*** ----> Maduro presses on with Venezuela vote despite protests, condemnation | THE DAILY TRIBUNE | KINGDOM OF BAHRAIN

Maduro presses on with Venezuela vote despite protests, condemnation

Carcas : Venezuelan President Nicolas Maduro was pushing forward Saturday with a controversial weekend vote, despite growing domestic political opposition, international condemnation and deadly street protests.

On Friday, his forces faced small groups of protesters defying a ban he had imposed on demonstrations against the election he has called Sunday to choose a new body to rewrite the constitution.

Blockades went up across a few roads in Caracas and in a border town with Colombia, San Cristobal as well as in Maracaibo and Guayana, but the scale was far less than the mass protests seen earlier this week before the ban took effect.

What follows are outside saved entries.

PR #1203, opened 2022-11-08
SelfAttentionLayer: add global inf_value option

Gerstenberger:
Add global config option "inf_value" to the SelfAttentionLayer.
We need this to convert acoustic models to ONNX. The current value results in nan values.

### DIFF
--- a/returnn/tf/layers/basic.py
+++ b/returnn/tf/layers/basic.py
@@ -2104,7 +2104,8 @@ class SoftmaxOverSpatialLayer(_ConcatInputLayer):
         start=start.output if start else None,
         window_start=window_start.output if isinstance(window_start, LayerBase) else window_start,
         window_size=window_size.output if isinstance(window_size, LayerBase) else window_size)
-      energy = where_bc(energy_mask, energy, float("-inf"), name="energy_masked")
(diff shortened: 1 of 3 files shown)


Gerstenberger:
> Looks good. Can you search for other places of `inf` in RETURNN? Those other places probably should also use this. E.g. `SoftmaxOverSpatialLayer`.

Sure, i can do that.

albertz:
Also `SeqLenMaskLayer`, `DotAttentionLayer`, `ConcatAttentionLayer`.

albertz:
And `softmax_cross_entropy_over_size`.

albertz:
As far as I can see, those are the relevant uses.

albertz:
`SeqLenMaskLayer` missing?

Gerstenberger:
I adapted `SoftmaxOverSpatialLayer`, `DotAttentionLayer`, `ConcatAttentionLayer` and `softmax_cross_entropy_over_size`.

`SeqLenMaskLayer` looks okay to me as is. The only inf values i can find is the check for `self.allow_inf_in_output`.

albertz (approved):

PR #1206, opened 2022-11-08
Decoupled constraints better, grad accum and others deterministic

### LINKED ISSUE #1205: train step incr and read order non-deterministic, possible effect on gradient accumulation
While working on some changes on decoupled constraints, I noticed that the order of `incr_step_op`(increasing `global_train_step`) and any read of the `global_train_step` seems non-deterministic. This means, it might already be increased or not.

This has an effect wherever the train step is used. For example for the grad accumulation logic:
```python
                tf.cond(
                  tf.equal(
                    tf_compat.v1.mod(tf_util.py_print(self.global_train_step, ["accum grad train step", self.global_train_step]), accum_grad_multiple_num_steps),
                    accum_grad_multiple_num_steps - 1),
...
```

And this is the `incr_step_op` (here slightly extended):
```python
    # Do this at the very end.
    with tf.control_dependencies([self.optim_op]):
      incr_step_op = self.network.global_train_step.assign_add(1, name="global_train_step_increment", read_value=False)
      tf_util.add_control_input(incr_step_op, self.optim_op)
      tf_util.add_control_input(incr_step_op, tf_util.py_print(1, ["incr_step_op train step", self.network.global_train_step]))
    self.optim_op = tf.group(self.optim_op, incr_step_op, name="optim_and_step_incr")
```

This results in such a log:
```
Run step 0
[incr_step_op train step][0]
[accum grad train step][1]
Run step 1
[accum grad train step][1]
[incr_step_op train step][1]
Run step 2
[incr_step_op train step][2]
[accum grad train step][2]
Run step 3
[accum grad train step][3]
[incr_step_op train step][3]
```

albertz:
The decoupled constraints are calculated in a more direct way, not using the SGD optimizer. This should make it (much) more efficient (at compilation time), while being equivalent otherwise. But I actually had memory problems and this solved it.

I also fixed/changed the logic of decoupled constraints when used with gradient accumulation: With gradient accumulation N, the constraints are only applied every Nth step. This is because this is actually equivalent if you would increase the batch size by N instead of using gradient accumulation.

Along the way, I discovered and fixed non-deterministic behavior on global train step incr and read order, which potentially has an effect on gradient accumulation (#1205). Thus it introduces the new behavior version 15 for this. Note that this is necessary for the gradient accumulation logic of the decoupled constraints as well. At least on my computer (MacBook M1), the test `test_Updater_decouple_constraints_simple_graph_grad_accum` does not pass with behavior version 14.

### DIFF
--- a/docs/configuration_reference/behavior_version.rst
+++ b/docs/configuration_reference/behavior_version.rst
@@ -22,6 +22,18 @@ and not listing legacy/deprecated parameters.
 Version History
 ---------------
 
+Behavior version 15 (2022-11-08)
+~~~~~~~~~~~~~~~~~~~~~~~~~~~~~~~~
+
+The ``TFNetwork.global_train_step`` should deterministically
+always return the initial value of the current step.
+Before, it could non-deterministically return the current step or the next step.
+This has an influence on any code which makes use of it.
+The biggest effect is on gradient accumulation
+where the old non-deterministic behavior likely was wrong.
+
+See issue `#1205 <https://github.com/rwth-i6/returnn/issues/1205>`__.
+
 Behavior version 14 (2022-10-19)
 ~~~~~~~~~~~~~~~~~~~~~~~~~~~~~~~~
 
--- a/returnn/tf/layers/base.py
+++ b/returnn/tf/layers/base.py
@@ -1438,9 +1438,16 @@ class LayerBase(object):
     :return: None or scalar
     :rtype: tf.Tensor|None
     """
+    decouple_constraints = self.network.get_config().bool("decouple_constraints", False)
     c = 0
     if self.L2:
-      c += self.L2 * self.get_params_l2_norm()
+      if decouple_constraints:
+        # Keep this logic in sync with TFUpdater.
+        for _, param in self.params.items():
+          assert isinstance(param, tf.Variable)
+          setattr(param, "RETURNN_constraint_L2", self.L2)
+      else:
+        c += self.L2 * self.get_params_l2_norm()
     if self.spatial_smoothing:
       c += self.spatial_smoothing * self.get_output_spatial_smoothing_energy()
     if self.darc1:
--- a/returnn/tf/network.py
+++ b/returnn/tf/network.py
@@ -2294,7 +2294,7 @@ class TFNetwork(object):
         continue
       if BehaviorVersion.get() <= 14:
         return net.global_train_step_var
-      with tf_util.reuse_name_scope("", absolute=True), tf.device("/cpu:0"):
+      with tf_util.default_control_flow_ctx(), tf_util.reuse_name_scope("", absolute=True), tf.device("/cpu:0"):
         net._global_train_step = net.global_train_step_var.read_value()
       return net._global_train_step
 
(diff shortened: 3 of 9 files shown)


albertz:
@JackTemaki @mmz33 Can you maybe test some training which uses grad accumulation with this PR and behavior version 15, and see if there is any difference which is more than just noise due to non-determinism. Or maybe also test if the non-determinism with behavior version 15 is lower than the non-determinism with behavior version 14. For this test, I think only a few epochs are enough.

JackTemaki:
> @JackTemaki @mmz33 Can you maybe test some training which uses grad accumulation with this PR and behavior version 15, and see if there is any difference which is more than just noise due to non-determinism. Or maybe also test if the non-determinism with behavior version 15 is lower than the non-determinism with behavior version 14. For this test, I think only a few epochs are enough.

I need to create a setup for that first but yes, I can try.

albertz:
Btw, independent of testing it, can you also review?

JackTemaki:
> Btw, independent of testing it, can you also review?

Not really, I went through the code but I do not understand what is really happening there and how the changes are working.

albertz:
> > Btw, independent of testing it, can you also review?
> 
> Not really, I went through the code but I do not understand what is really happening there and how the changes are working.

What do you not understand? I can try to put some more comments. It's important that everyone understands this.

albertz:
Note that in the log of #1205, actually only the first step was inconsistent, while all the other steps  However, the log does not tell the true story because what you see there in the `py_print` is not necessarily the same what is actually then used for the `mod`/`cond`. In my tests, it looked like the `true` branch was executed more often than it should have been, about 90% of the cases or so, although with `accum_grad_multiple_num_steps=2`, it should only execute 50% of the time.

albertz:
Note that I asked you for review not really for the decoupled constraints, but about potentially new behavior on the gradient accumulation and related things. You can ignore the decoupled constraints part if you never used it.

albertz:
Regarding the attrib: Yea, I know, but I did not really see another good option for doing this, which would not be much more complicated, and maybe even more error prone. This is also a `tf.Variable`, so it cannot easily be replaced by another object.

albertz:
@JackTemaki Do you have results?

albertz:
@JackTemaki @patrick-wilken @michelwi @mmz33 Can you please give some feedback on the gradient accumulation? You have noticed that this here potentially changes the behavior of it? So it's fine?

JackTemaki:
> @JackTemaki Do you have results?

No, not yet. I can see if it fits in today, but I can not promise anything.

> You have noticed that this here potentially changes the behavior of it? So it's fine?

Yes, this is fine.

patrick-wilken:
> Can you please give some feedback on the gradient accumulation?

Yes, looks good. And does not affect my setups anyway. 🙃

albertz:
You don't use gradient accumulation?

patrick-wilken:
Ah, sorry, thought you mean the gradient accumulation related things inside the `if self.decouple_constraints:`.
So you are basically asking about the `read_value()` call? I have no clue how exactly it would work to be honest.

albertz:
> Ah, sorry, thought you mean the gradient accumulation related things inside the `if self.decouple_constraints:`. So you are basically asking about the `read_value()` call? I have no clue how exactly it would work to be honest.

Yes exactly. First, issue #1205 is also about that, and this changes it now.

I don't really know whether gradient accumulation was buggy all the time or not. Or maybe it was buggy but still somehow worked. In any case, this here can potentially change how gradient accumulation works, so that is why it is very important that some of you check this, as gradient accumulation is an important feature.

albertz:
Ok, due to lack of activity: I'm merging this now. But please check whether the gradient accumulation behavior somehow has changed for you.

PR #1220, opened 2022-11-16
More restrictive is_equal_opts for dim tag comparison

### LINKED ISSUE #865: Dim tags matching should use `allow_same_spatial_dim=False`

### LINKED ISSUE #1219: GatherLayer resolved wrong common axes
The code in `_get_common_input_position_axes` used `dict(allow_same_spatial_dim=True)`. For some different static dim tags which happen to have the same static dim value, this would see them as equal, which is wrong in general.

We could introduce a new behavior version to be more restrict. But this might make it difficult for some people to update?

Or only match auto-generated same spatial/feature dims but never user-generated?

Very related is also #1154 and #865.

albertz:
Fix #865.
Fix #1219.

But while implementing this, I am now thinking whether I should instead implement the suggestion from #865 using `auto_generated`.

### DIFF
--- a/docs/configuration_reference/behavior_version.rst
+++ b/docs/configuration_reference/behavior_version.rst
@@ -22,6 +22,11 @@ and not listing legacy/deprecated parameters.
 Version History
 ---------------
 
+Behavior version 16 (2022-11-16)
+~~~~~~~~~~~~~~~~~~~~~~~~~~~~~~~~
+
+XXX
+
 Behavior version 15 (2022-11-08)
 ~~~~~~~~~~~~~~~~~~~~~~~~~~~~~~~~
 
--- a/returnn/tf/layers/basic.py
+++ b/returnn/tf/layers/basic.py
@@ -1395,9 +1395,12 @@ class GatherLayer(_ConcatInputLayer):
     batch dim.
     """
     from returnn.util import BehaviorVersion
-    is_equal_opts = dict(allow_same_spatial_dim=True)
-    if BehaviorVersion.get() < 11:
-      is_equal_opts["broadcast_matches"] = True
+    if BehaviorVersion.get() >= 16:
+      is_equal_opts = {}
+    elif BehaviorVersion.get() >= 11:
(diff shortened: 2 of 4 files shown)


albertz:
A better fix is in #1222, so closing this one.

PR #1613, opened 2024-09-04
Use util function to generate forwards compat kwargs

NeoLegends:
Some DRY-ness.

Based on #1612, only merged afterwards.


NeoLegends:
No longer relevant.

PR #1623, opened 2024-09-10
`PostprocessingDataset`: pass along `seq_tag`

### LINKED ISSUE #1622: Sequence tags in Postprocessing dataset
It appears to me that the sequence tags in are dropped in the Postprocessing dataset. In the traceback one can see that the sequence tags look as follows:

    seq_tags = <local> Tensor{'seq_tag', [B?], dtype='string'}
    seq_tags.raw_tensor = <local> array(['seq-0', 'seq-1', 'seq-2', 'seq-3', 'seq-4', 'seq-5', 'seq-6',
                                         'seq-7', 'seq-8', 'seq-9', 'seq-10', 'seq-11', 'seq-12', 'seq-13',
                                         'seq-14', 'seq-15', 'seq-16', 'seq-17', 'seq-18', 'seq-19',
                                         'seq-20', 'seq-21', 'seq-22', 'seq-23', 'seq-24', 'seq-25',
                                         'seq-26', 's...

Here's a part of the dataset configuration

<details>
<summary>Dataset configuration</summary>
  
  ```
  train = {
      "class": "PostprocessingDataset",
      "dataset": {
          "class": "HDFDataset",
          "files": [...]
          "partition_epoch": 25,
          "seq_list_filter_file": "/path/to/file",
          "seq_ordering": "random",
      },
      "map_seq_stream": Sequential(
          apply_speed_perturbation, LaplaceOrdering(num_seqs_per_bin=1000)
      ),
      "seq_ordering": "default",
  }
  ```
</details>

NeoLegends:
Closes #1622

I added an assertion to make sure the seq_tags are not lost. Do we want this, or should we be lenient here? I think the breakage's impact to people from adding this assertion is rather limited.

"It's normal that there's fear, but people are still coming out into the streets despite it all," a lawmaker in the opposition-controlled National Assembly, Freddy Guevara, said at one of the Caracas protests.

Maduro on Thursday warned that anyone taking part in  protests against his "Constituent Assembly" risked up to 10 years in prison.

The threat appeared to dampen public anti-government demonstrations of the sort that, in the past four months, have led to 113 deaths -- eight of them during a two-day general strike that ended Thursday.

The most recent reported fatality occurred Friday when an 18-year old protester was killed in San Cristobal.

Human rights organizers said another activist, a 23-year-old violinist famous for playing at anti-government protests, had been arrested in Caracas. An opposition mayor, Alfredo Ramos, was also arrested for not lifting barricades under a court order.

Meanwhile, international censure of Maduro remained fierce. 

US Vice President Mike Pence spoke by telephone to a detained prominent Venezuelan opposition leader, Leopoldo Lopez, who early this month was moved from prison to house arrest.